§ **ABOUT THIS EXERCISE**
The expected answer comprises all lines from the entries that contain the string "hexdump".

§ **EXTRACTED MATERIAL**
╭──

PR #1880, opened 2026-07-08
Simplify GenericTarSubLoader

### LINKED ISSUE #1876: Tar files without direntries cannot be iterated
With the current state of `GenericTarSubLoader` the following test fails:

```python
def test_windows_tar_map(tmp_path: Path) -> None:
    """Test if we can parse a simple Windows tar tar image without explicit directory entries."""
    path = tmp_path / "test.tar"
    tf = tarfile.TarFile(path, mode="w")
    _mkfile(tf, "Users/John/Documents/hello.txt", b"Hello world!")
    _mkfile(tf, "Windows/System32/drivers/etc/hosts", b"127.0.0.1\tlocalhost\t#example")
    tf.close()
    loader = loader_open(path)
    target = Target()
    loader.map(target)

    assert list(map(str, target.fs.path("/").iterdir())) == ["Users", "Windows"]
    assert target.fs.path("Users").is_dir()
    assert target.fs.path("Windows").is_dir()
    assert target.fs.path("Users/John/Documents/hello.txt").read_text() == "Hello world!"
```
In #1777 you mentioned something about a tar rewrite @Schamper, is that something you have lying around somewhere? 😄

JSCU-CNI:
Moves all parsing logic in the GenericTarSubLoader to the TarFilesystem implementation. Fixes #1876.


dissect/target/loaders/tar.py
```diff
@@ -92,47 +87,11 @@ def detect(path: Path, tarfile: tf.TarFile) -> bool:
...
-
-        for vol_name, vol in volumes.items():
-            loaderutil.add_virtual_ntfs_filesystem(
-                target,
-                vol,
-                usnjrnl_path=[
-                    "$Extend/$Usnjrnl:$J",
-                    "$Extend/$Usnjrnl:J",  # Old versions of acquire used $Usnjrnl:J
-                ],
-            )
```
Schamper, line 133: Is this functionality not lost? Or is this just old legacy acquire stuff that we can probably safely remove now?

Maybe strange that I'm the one asking this question 😄 but I'm hoping you can refresh my memory on this.

Schamper (changes requested):

dissect/target/loaders/tar.py
JSCU-CNI: If I understand correctly `loaderutil.add_virtual_ntfs_filesystem` is a left over from when Acquire loader logic was still inside the tar loader.

PR #812, opened 2024-08-08
Refactor target-shell

JSCU-CNI:
This PR contains a `target-shell` refactor as discussed in https://github.com/fox-it/dissect.target/pull/664.

We've tried to break the refactor into separate commits:

- **4d7e0c7 Moves some functions outside of the `TargetCli` class so they can be used elsewhere.** 
  Such as in target-fs and hopefully target-diff at a later point in time. Functionally it changes two things: `target-fs ls` now prints with colors when outputting to a tty, and `target-shell ls` now supports human-readable file sizes. This closes https://github.com/fox-it/dissect.target/issues/624. 
- **7a45275 Introduces the `ExtendedCmd` class.**
  Moves some shell-interactivity functionality outside of the `TargetCli` class so it can be re-used (as we intend to do in https://github.com/fox-it/dissect.target/pull/664).
- **4cacdc7 Add trailing slash to directories when auto completing.**
  A small quality of life improvement where autocomplete in target-shell now adds a trailing slash to directories. This way, when pressing tab again, you'll get suggestions for that folder.
- **8153fee Add stat function to target-fs**
  Is a quick win, implementing the stat command from target-shell. There is potential to transfer even more functionality from target-shell to a shared utils file so it can be reused in target-fs (The `walk` command comes to mind).
- **2ed01b9 Fix opening tar and zip files inside target-shell using `enter`**
  Previously this worked but has been broken since the velociraptor plugin tries to load zip files using `os`.
- **b7f6765 UI/UX improvements to target-shell**
  We added `@alias` decorators for `cmd.Cmd` functions and generally improved most of the target-shell functions. We also added `PS1` support as can be seen in the screenshots below.
  
  Overview of all commands and aliases:
  image
  Default PS1 prompt colors:
  image
  Or if you want you could customize it in a `.targetcfg.py` file:
  image
  <sub>for those interested in the uwu config: `PS1="\x1b[1;35m{base}\x1b[1;36m{cwd}\x1b[0m (ﾉ^ヮ^)ﾉ✨ "`</sub>

PR #1891, opened 2026-07-30
Shows dissect.target version in --help.

### LINKED ISSUE #1665: Add version (--version, -V) information to target-*
Add a `--version` or `-v` switch to the target\* tooling to show the current running version.

Version information should also be added to the -h help output

william-billaud:
# Shows dissect.target version in --help.

* Shows the dissect.target version in each target-* --help.

## Proposed Changes

* Add a short description for each target-* in `--help` (from the readme)
* Add --version flag to `target-inspect`
* Use argparse built-in version [action](https://docs.python.org/3/library/argparse.html#action) instead of manually displaying version. I assume that when the feature was introduced in #812, author was unware of this feature, but I will revert him if this was here for a good reason (allowing to run something like `target-query -f <plugin> --version` that displays plugin version?).

Note : 
## Checklist

- [x] Closes #1665


dissect/target/tools/utils/cli.py
```diff
@@ -67,6 +67,13 @@ def __call__(self, parser: argparse.ArgumentParser, namespace: argparse.Namespac
         setattr(namespace, self.dest, self.const)
 
 
+def get_dissect_target_version() -> str:
+    try:
+        return version("dissect.target")
+    except PackageNotFoundError:
+        return "unable to determine version"
```
yunzheng:
```suggestion
        return "0+unknown"
```

`dissect.target version unable to determine version` looks weird. It seems `0+unknown` is a good fallback, see also: https://github.com/python-versioneer/python-versioneer/blob/master/details.md

dissect/target/tools/dd.py
```diff
@@ -26,7 +27,7 @@
 def main() -> int:
     help_formatter = argparse.ArgumentDefaultsHelpFormatter
     parser = argparse.ArgumentParser(
-        description="dissect.target",
+        description=f"target-dd {get_dissect_target_version()} : export (a part of) a target to a file or to stdout.",
```
yunzheng:
```suggestion
        description=f"target-dd {get_dissect_target_version()} : export (a part of) a raw target disk to a file or stdout, similar to the `dd` command on Unix systems.",
```

dissect/target/tools/inspect.py
```diff
@@ -186,10 +187,11 @@ def _add_cmds(parser: argparse.ArgumentParser, scope: str) -> None:
 def main() -> int:
     help_formatter = argparse.ArgumentDefaultsHelpFormatter
     parser = argparse.ArgumentParser(
-        description="dissect.target",
+        description=f"target-inspect {get_dissect_target_version()} : debugging utility.",
         fromfile_prefix_chars="@",
         formatter_class=help_formatter,
     )
+    parser.add_argument("--version", action="version", version=get_dissect_target_version())
```
yunzheng, line 194: Any reason why this was added to `inspect.py` and not to other commands? Also, this might not be necessary as it calls `configure_generic_arguments()` later which adds this automatically, correct?

yunzheng (changes requested):

dissect/target/tools/utils/cli.py
william-billaud: I do not really have an opinion of this topic, I just kept the previous value but let's go for "0+unknown"

dissect/target/tools/inspect.py
william-billaud: `configure_generic_arguments` is used on the base argument, which is used for subparser (`disk`, `volume`, `filesystem` sub-commands) but not on the "root" command help

### Without this line

```
❯ uv run --python 3.12 --refresh --extra dev --extra full target-inspect --help
usage: target-inspect [-h] {disk,volume,filesystem} ...

target-inspect 3.25.2.dev80+g383d6eded.d20260905 : debugging utility.

positional arguments:
  {disk,volume,filesystem}
                        scope to inspect
    disk                inspect disks
    volume              inspect volumes
    filesystem          inspect filesystems

options:
  -h, --help            show this help message and exit
```

### With this line

```
❯ uv run --python 3.12 --refresh --extra dev --extra full target-inspect --help
usage: target-inspect [-h] [--version] {disk,volume,filesystem} ...

target-inspect 3.25.2.dev80+g383d6eded.d20260905 : debugging utility.

positional arguments:
  {disk,volume,filesystem}
                        scope to inspect
    disk                inspect disks
    volume              inspect volumes
    filesystem          inspect filesystems

options:
  -h, --help            show this help message and exit
  --version             show program's version number and exit
```


### Version properly present in subparsers (via configure_generic_arguments)

```
❯ uv run --python 3.12 --refresh --extra dev --extra full target-inspect disk --help
usage: target-inspect disk [-h] [-K KEYCHAIN_FILE] [-Kv KEYCHAIN_VALUE] [-L LOADER] [--child CHILD] [--children] [--list-children] [--recursive] [-v] [--version] [-q] [--plugin-path PLUGIN_PATH [PLUGIN_PATH ...]]
                           TARGET {hexdump,info,list,shell} ...

positional arguments:
  TARGET                Target to load
  {hexdump,info,list,shell}
                        available commands
    hexdump             Hexdump some bytes.
    info                Print information.
    list                List available items.
    shell               Open (I)Python shell.

options:
  -h, --help            show this help message and exit
  -K KEYCHAIN_FILE, --keychain-file KEYCHAIN_FILE
                        keychain file in CSV format
  -Kv KEYCHAIN_VALUE, --keychain-value KEYCHAIN_VALUE
                        passphrase, recovery key or key file path value
  -L LOADER, --loader LOADER
                        select a specific loader (i.e. vmx, raw)
  --child CHILD         load child of target by path of index (see --list-children)
  --children            include children (depth=1 or use --recursive)
  --list-children       list children indices and paths (optionally use --recursive), then exit
  --recursive           make --(list-)children behave recursively
  -v, --verbose         increase output verbosity
  --version             show program's version number and exit
  -q, --quiet           do not output logging information
  --plugin-path PLUGIN_PATH [PLUGIN_PATH ...]
                        a file or directory containing plugins and extensions
```

yunzheng: I see, thanks for clarifying

yunzheng (changes requested):
I noticed there are two other target-* tools not touched by this PR, namely:

 * target-build-magic
 * target-build-pluginlist

Can you update them similar as well?

There is also a `target-build-winzones` but I think this is meant to be a internal tool.

william-billaud:
> * target-build-magic
> 
> * target-build-pluginlist

magic is also means to be used internally-> #1387, but it's listed as a script entry point so let do it, this does not cost a lot of energy.

Also added a quick description to `target-build-winzones`, so everything is clean and documented.

Just fyi, I will not use a computer until October. Feel free to apply modification if needed, or wait until I'm back, this is not an highly important issue, just a small improvement.

yunzheng (approved):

╰──

§ **TASK RESPONSE**
                           TARGET {hexdump,info,list,shell} ...
  {hexdump,info,list,shell}
    hexdump             Hexdump some bytes.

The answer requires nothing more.